■ Your goal: Verbatim transcription of the listing is needed.
* * * * * * *
PR #2155, opened 2023-04-04
added more versions of ES

oleg-andreyev:


oleg-andreyev:
@ruflin one more PR that's adding more versions to CI

.github/workflows/continuous-integration.yaml
```diff
@@ -48,7 +48,19 @@ jobs:
             elasticsearch: '7.15.2'
```
ruflin: We should also update this to 7.17.9

.github/workflows/continuous-integration.yaml
```diff
@@ -48,7 +48,19 @@ jobs:
...
+            elasticsearch: '8.1.3' # there are some bc in minor version https://www.elastic.co/guide/en/elasticsearch/reference/current/migrating-8.1.html#breaking-changes-8.1
+            experimental: false
+          - php: '8.1'
+            elasticsearch: '8.5.3' # there are some bc in minor version https://www.elastic.co/guide/en/elasticsearch/reference/current/migrating-8.5.html
+            experimental: false
+          - php: '8.1'
+            elasticsearch: '8.7.0'
+            experimental: false
+          - php: '8.1'
+            elasticsearch: '8.8.0-SNAPSHOT' # future version, allow to fail https://www.elastic.co/guide/en/elasticsearch///reference/master/release-notes-8.8.0.html
```
ruflin, line 63: One thing to keep in mind, 8.8. could contain a breaking change that is still fixed before it goes stable. I like the idea of testing against snapshots at the same time these can be very flaky so I would rather not do it for the lib.

ruflin (approved):
This looks great. Could you also mention this in the changelog. I know, it only changes tests but it is still good to know for everyone that the test matrix has been updated!

.github/workflows/continuous-integration.yaml
oleg-andreyev: This step is marked as experimental so it's allowed to fail, and that was my goal.

ruflin: I was actually more worried about the parts were tests had to be adjusted for 8.8 because some thing changes (which might get reverted)

ruflin:
@oleg-andreyev Even though I approved, I would still like the changelog to be added ;-)

.github/workflows/continuous-integration.yaml
oleg-andreyev: I can revert it, it's not a problem, as long as we collect and see them (issues)

.github/workflows/continuous-integration.yaml
oleg-andreyev: updated

.github/workflows/continuous-integration.yaml
ruflin: Nah, keep it in. We can always cleanup afterwards. The docs you added are really good.

ruflin:
Thanks @oleg-andreyev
* * * * * * *
■ Output:
PR #2155, opened 2023-04-04
added more versions of ES

oleg-andreyev:


oleg-andreyev:
@ruflin one more PR that's adding more versions to CI

.github/workflows/continuous-integration.yaml
```diff
@@ -48,7 +48,19 @@ jobs:
             elasticsearch: '7.15.2'
```
ruflin: We should also update this to 7.17.9

.github/workflows/continuous-integration.yaml
```diff
@@ -48,7 +48,19 @@ jobs:
...
+            elasticsearch: '8.1.3' # there are some bc in minor version https://www.elastic.co/guide/en/elasticsearch/reference/current/migrating-8.1.html#breaking-changes-8.1
+            experimental: false
+          - php: '8.1'
+            elasticsearch: '8.5.3' # there are some bc in minor version https://www.elastic.co/guide/en/elasticsearch/reference/current/migrating-8.5.html
+            experimental: false
+          - php: '8.1'
+            elasticsearch: '8.7.0'
+            experimental: false
+          - php: '8.1'
+            elasticsearch: '8.8.0-SNAPSHOT' # future version, allow to fail https://www.elastic.co/guide/en/elasticsearch///reference/master/release-notes-8.8.0.html
```
ruflin, line 63: One thing to keep in mind, 8.8. could contain a breaking change that is still fixed before it goes stable. I like the idea of testing against snapshots at the same time these can be very flaky so I would rather not do it for the lib.

ruflin (approved):
This looks great. Could you also mention this in the changelog. I know, it only changes tests but it is still good to know for everyone that the test matrix has been updated!

.github/workflows/continuous-integration.yaml
oleg-andreyev: This step is marked as experimental so it's allowed to fail, and that was my goal.

ruflin: I was actually more worried about the parts were tests had to be adjusted for 8.8 because some thing changes (which might get reverted)

ruflin:
@oleg-andreyev Even though I approved, I would still like the changelog to be added ;-)

.github/workflows/continuous-integration.yaml
oleg-andreyev: I can revert it, it's not a problem, as long as we collect and see them (issues)

.github/workflows/continuous-integration.yaml
oleg-andreyev: updated

.github/workflows/continuous-integration.yaml
ruflin: Nah, keep it in. We can always cleanup afterwards. The docs you added are really good.

ruflin:
Thanks @oleg-andreyev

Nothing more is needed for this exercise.